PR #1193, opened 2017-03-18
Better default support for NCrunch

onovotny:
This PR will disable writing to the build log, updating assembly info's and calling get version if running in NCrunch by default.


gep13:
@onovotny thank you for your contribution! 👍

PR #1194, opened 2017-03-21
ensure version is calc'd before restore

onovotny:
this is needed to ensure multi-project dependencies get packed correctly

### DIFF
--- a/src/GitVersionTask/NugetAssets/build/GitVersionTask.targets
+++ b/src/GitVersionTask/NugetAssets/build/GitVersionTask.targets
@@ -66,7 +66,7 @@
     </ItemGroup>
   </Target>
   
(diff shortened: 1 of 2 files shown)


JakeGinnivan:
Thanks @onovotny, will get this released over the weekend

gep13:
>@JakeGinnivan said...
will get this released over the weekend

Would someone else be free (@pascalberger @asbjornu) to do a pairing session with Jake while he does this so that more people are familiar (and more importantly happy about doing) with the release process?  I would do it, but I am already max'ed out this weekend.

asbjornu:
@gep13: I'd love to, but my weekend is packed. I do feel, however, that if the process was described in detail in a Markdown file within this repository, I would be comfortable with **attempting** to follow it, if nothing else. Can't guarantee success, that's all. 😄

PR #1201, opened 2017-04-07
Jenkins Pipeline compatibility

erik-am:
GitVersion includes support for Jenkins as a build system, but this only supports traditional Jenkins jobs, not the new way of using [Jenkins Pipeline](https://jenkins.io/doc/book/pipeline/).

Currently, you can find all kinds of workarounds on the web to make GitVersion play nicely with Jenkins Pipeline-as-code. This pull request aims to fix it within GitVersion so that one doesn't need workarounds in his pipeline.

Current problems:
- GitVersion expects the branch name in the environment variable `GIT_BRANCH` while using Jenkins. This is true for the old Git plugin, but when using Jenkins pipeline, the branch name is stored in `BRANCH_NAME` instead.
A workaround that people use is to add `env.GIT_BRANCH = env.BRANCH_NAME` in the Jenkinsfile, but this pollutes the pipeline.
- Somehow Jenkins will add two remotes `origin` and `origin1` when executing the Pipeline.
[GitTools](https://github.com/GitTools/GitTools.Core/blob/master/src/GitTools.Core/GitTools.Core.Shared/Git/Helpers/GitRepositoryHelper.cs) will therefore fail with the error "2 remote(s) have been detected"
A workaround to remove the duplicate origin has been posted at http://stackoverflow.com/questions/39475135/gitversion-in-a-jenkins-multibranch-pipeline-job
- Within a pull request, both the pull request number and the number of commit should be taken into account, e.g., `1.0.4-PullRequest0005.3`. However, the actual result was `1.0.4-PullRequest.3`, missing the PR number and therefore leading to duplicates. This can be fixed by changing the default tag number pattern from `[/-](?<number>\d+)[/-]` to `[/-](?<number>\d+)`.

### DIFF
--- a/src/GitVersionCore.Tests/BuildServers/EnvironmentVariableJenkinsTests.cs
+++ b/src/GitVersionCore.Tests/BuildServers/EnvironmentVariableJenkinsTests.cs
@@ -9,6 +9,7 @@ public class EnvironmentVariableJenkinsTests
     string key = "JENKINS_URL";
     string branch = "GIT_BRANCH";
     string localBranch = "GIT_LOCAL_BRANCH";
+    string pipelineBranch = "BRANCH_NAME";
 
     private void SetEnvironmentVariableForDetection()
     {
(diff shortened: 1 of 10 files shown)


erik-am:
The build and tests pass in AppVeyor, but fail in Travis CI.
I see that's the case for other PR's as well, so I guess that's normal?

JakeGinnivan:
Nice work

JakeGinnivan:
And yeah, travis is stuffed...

^^^^^^^^^^^^^^^^

| Your instructions |
Among the entries above, how many lines hold the string "NugetAssets"? Answer with the bare number.

| Result below |
2